Try it: Among the records, which lines hold the word "shortened"? Pick them out.

Stored items:
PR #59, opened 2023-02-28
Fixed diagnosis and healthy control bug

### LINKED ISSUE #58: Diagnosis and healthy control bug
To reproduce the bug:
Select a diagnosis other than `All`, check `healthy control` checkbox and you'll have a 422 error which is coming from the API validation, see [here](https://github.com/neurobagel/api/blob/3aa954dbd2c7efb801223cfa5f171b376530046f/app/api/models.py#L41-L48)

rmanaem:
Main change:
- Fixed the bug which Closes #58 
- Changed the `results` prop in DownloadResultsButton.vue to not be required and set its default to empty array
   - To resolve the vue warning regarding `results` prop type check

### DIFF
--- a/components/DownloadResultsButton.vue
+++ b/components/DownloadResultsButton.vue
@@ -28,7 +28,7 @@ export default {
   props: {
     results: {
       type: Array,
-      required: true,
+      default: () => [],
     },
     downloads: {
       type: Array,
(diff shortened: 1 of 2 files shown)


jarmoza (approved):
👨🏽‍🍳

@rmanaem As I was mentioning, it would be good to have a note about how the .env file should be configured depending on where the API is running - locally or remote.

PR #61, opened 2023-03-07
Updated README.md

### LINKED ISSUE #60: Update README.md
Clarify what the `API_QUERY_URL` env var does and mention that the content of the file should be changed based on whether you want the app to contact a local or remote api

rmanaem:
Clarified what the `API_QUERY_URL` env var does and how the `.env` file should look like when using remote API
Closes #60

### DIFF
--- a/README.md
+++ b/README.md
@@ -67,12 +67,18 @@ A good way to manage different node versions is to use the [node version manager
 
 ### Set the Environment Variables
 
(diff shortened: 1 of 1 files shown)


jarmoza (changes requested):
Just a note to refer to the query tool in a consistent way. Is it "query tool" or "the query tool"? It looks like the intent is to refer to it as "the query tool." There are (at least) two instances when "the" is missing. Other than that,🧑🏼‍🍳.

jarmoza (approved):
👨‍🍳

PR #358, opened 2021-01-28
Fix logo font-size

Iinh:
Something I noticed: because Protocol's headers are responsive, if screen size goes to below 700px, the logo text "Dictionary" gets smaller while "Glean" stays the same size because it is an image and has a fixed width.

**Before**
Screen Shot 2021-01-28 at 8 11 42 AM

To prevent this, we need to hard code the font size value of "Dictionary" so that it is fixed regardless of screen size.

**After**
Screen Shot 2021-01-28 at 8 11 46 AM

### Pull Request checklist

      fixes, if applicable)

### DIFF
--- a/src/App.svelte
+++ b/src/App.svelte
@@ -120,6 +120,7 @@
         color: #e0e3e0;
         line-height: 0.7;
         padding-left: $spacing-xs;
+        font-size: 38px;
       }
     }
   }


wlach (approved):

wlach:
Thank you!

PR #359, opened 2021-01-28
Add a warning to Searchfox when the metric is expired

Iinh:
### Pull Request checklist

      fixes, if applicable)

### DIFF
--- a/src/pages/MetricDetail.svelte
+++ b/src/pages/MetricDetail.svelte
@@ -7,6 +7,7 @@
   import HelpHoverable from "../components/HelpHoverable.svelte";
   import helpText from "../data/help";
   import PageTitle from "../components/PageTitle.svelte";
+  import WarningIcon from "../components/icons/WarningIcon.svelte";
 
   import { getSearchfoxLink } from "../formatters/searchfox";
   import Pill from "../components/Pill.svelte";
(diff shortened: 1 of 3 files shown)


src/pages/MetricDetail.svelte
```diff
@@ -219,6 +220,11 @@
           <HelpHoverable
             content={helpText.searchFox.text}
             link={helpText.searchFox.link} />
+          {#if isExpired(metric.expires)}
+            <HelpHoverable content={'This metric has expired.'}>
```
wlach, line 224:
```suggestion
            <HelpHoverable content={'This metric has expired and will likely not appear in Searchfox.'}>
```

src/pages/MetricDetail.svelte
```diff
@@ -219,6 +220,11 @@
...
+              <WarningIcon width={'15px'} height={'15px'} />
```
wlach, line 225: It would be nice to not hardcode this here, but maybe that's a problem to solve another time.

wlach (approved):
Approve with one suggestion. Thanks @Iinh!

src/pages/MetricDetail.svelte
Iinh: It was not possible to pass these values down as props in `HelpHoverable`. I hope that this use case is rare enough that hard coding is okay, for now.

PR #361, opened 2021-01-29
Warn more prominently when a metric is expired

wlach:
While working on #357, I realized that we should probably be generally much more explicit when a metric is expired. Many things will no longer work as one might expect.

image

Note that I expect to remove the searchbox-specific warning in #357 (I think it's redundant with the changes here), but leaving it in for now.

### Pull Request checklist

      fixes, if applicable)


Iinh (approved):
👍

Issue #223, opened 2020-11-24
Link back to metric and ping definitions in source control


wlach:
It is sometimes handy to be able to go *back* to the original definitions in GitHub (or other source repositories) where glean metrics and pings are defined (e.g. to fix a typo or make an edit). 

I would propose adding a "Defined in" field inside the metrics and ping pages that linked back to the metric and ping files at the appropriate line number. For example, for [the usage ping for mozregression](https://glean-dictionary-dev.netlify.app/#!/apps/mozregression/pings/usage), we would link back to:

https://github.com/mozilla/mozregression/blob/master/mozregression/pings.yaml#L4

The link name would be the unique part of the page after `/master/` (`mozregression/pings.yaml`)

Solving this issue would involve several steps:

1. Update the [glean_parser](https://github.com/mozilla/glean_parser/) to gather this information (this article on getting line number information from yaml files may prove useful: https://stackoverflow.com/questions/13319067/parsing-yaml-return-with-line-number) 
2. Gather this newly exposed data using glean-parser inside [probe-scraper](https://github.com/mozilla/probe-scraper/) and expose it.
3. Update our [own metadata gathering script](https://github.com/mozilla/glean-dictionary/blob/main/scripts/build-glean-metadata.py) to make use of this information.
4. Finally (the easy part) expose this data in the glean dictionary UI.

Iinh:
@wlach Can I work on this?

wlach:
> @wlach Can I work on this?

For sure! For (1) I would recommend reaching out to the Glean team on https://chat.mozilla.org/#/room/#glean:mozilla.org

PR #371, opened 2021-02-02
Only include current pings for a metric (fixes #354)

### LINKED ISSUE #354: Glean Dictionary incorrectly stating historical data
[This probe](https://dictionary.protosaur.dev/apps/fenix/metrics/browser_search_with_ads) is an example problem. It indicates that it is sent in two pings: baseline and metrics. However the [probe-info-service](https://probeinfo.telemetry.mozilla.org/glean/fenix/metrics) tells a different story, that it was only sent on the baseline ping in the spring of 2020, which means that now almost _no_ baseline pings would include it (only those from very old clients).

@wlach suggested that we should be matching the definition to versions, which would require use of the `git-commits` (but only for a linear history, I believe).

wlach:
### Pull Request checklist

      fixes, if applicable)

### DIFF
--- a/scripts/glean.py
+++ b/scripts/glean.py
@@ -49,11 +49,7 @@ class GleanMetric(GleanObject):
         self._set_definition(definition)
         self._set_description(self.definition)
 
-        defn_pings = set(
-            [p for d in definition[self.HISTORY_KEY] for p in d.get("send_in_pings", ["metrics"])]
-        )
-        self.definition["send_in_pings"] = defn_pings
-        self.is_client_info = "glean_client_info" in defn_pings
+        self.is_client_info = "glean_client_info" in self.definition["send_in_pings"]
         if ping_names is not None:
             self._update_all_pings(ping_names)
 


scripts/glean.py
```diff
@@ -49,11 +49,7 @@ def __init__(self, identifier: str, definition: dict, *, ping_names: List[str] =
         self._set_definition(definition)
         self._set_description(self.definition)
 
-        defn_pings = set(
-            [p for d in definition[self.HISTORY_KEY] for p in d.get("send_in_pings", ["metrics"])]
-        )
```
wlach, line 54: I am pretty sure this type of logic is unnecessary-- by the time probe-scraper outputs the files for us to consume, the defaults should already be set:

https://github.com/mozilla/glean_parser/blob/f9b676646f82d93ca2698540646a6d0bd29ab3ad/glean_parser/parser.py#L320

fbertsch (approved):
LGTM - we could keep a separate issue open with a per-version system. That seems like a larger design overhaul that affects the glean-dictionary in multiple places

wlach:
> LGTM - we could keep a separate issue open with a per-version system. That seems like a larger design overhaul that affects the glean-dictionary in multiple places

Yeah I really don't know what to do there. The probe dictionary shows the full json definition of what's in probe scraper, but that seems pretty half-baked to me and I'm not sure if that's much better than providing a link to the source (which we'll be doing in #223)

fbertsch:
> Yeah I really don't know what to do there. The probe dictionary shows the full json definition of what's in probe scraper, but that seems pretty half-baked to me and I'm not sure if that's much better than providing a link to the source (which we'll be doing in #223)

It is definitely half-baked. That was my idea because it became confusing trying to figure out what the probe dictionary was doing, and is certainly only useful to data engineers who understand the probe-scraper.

Answer to the exercise:
(diff shortened: 1 of 2 files shown)
(diff shortened: 1 of 1 files shown)
(diff shortened: 1 of 3 files shown)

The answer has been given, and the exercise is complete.